Chat Gpt-3: l’evoluzione del chatbot
È il chatbot basato su intelligenza artificiale più famoso del momento: rilasciato il 30 novembre 2022 dal laboratorio di ricerca di Open-AI (istituto che ha visto tra i suoi fondatori, nel 2015, Elon Musk e altri ‘big’ del tech americano, fra cui Amazon web services), è già considerato un validissimo esempio di come l’intelligenza artificiale sconvolgerà le nostre vite. Munito di abilità cognitive potenziate e di una capacità di apprendimento automatico ‘da primo della classe’, Gpt-3 è stato definito ‘il progresso digitale più importante degli ultimi anni’. È in grado di usare il linguaggio e interagire con l’utente non in maniera elementare e sterotipata, ma come un fine intellettuale; inoltre simula perfettamente la scrittura umana, creando testi originali, articoli o lettere di referenza. Proprio per il suo livello così avanzato – e la relativa facilità d’uso - è stato già proibito in diversi Atenei del mondo.
Che futuro ci attende?
Le eccellenti prestazioni di Gpt-3 si devono al lavoro di diversi istruttori, i quali hanno contribuito e continuano a contribuire allo sviluppo delle funzioni di apprendimento, migliorando, con i loro feedback, le performance della macchina. Al di là del rischio che anche questo strumento – come altri ritrovati della tecnologia informatica apparentemente innocui, tra cui e-mail e messaggi di testo – sia utilizzato per veicolare contenuti malevoli o produrre fake news, quel che è certo è che i chatbot rivoluzioneranno i settori in cui è previsto un confronto umano.

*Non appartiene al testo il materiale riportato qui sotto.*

Issue #1245, opened 2015-10-06
Can not filter attributes dymically?


groe:
In version 0.8.x it was possible to dynamically exclude certain attributes by implementing `include_<name>?` and returning false. In 0.9.x the same could be achieved with the `filter(keys)` method. For 0.10.0.rc3 [this SO answer](http://stackoverflow.com/a/32490558) suggests overwriting the `attributes` method but that requires the attribute to exist anyway (and it is fetched always, even when excluded, which is not ideal from a performance point of view).

What is the recommended way to filter attributes (e.g. based on the current user, or options passed from the view) in 0.10.0.rc3 using the standard attributes adapter?

bf4:
HI @groe would you mind giving an example of what you're trying to do so we can tailor our answer to your use case?

groe:
Hi @bf4, sure! One example would be to exclude attributes the `current_user` does not have access to.

Could be something like this:
```ruby
class PostSerializer < ActiveModel::Serializer
  attributes :id, :name
  attributes :secret_token, :average_score, :if => :admin?

  def average_score
    # time consuming operation, which should only be executed if really needed
    object.scores.joins(...).average("SQRT(score * weight)")
  end

  def admin?
    scope.admin
  end
end
```

Or to exclude things which are not required, depending on the given `params` in the HTTP request:
```ruby
class PostsController < ApplicationController
  def index
    @posts = Post.all
    render json: @posts, extra_columns: params[:extra_columns].split(",")
  end
end

class PostSerializer < ActiveModel::Serializer
  attributes :id
  attributes :name, :if => Proc.new { options[:extra_columns].include?("name") }
  attributes :content, :if => Proc.new { options[:extra_columns].include?("content") }
end
```

And another example would be to depend on the object itself:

Quanto al pericolo che prendano il sopravvento sugli esseri umani, generando scenari degni di un film di fantascienza, è ancora di là da venire: secondo gli esperti di neuroscienze, il modo in cui si acquisiscono, elaborano e memorizzano le informazioni è in gran parte sconosciuto anche per gli esseri umani. Inoltre, l’empatia, le emozioni e i sentimenti che influenzano inevitabilmente i nostri processi di apprendimento rappresentano tuttora una discriminante capace di distinguerci anche dalla macchina più sofisticata e intelligente.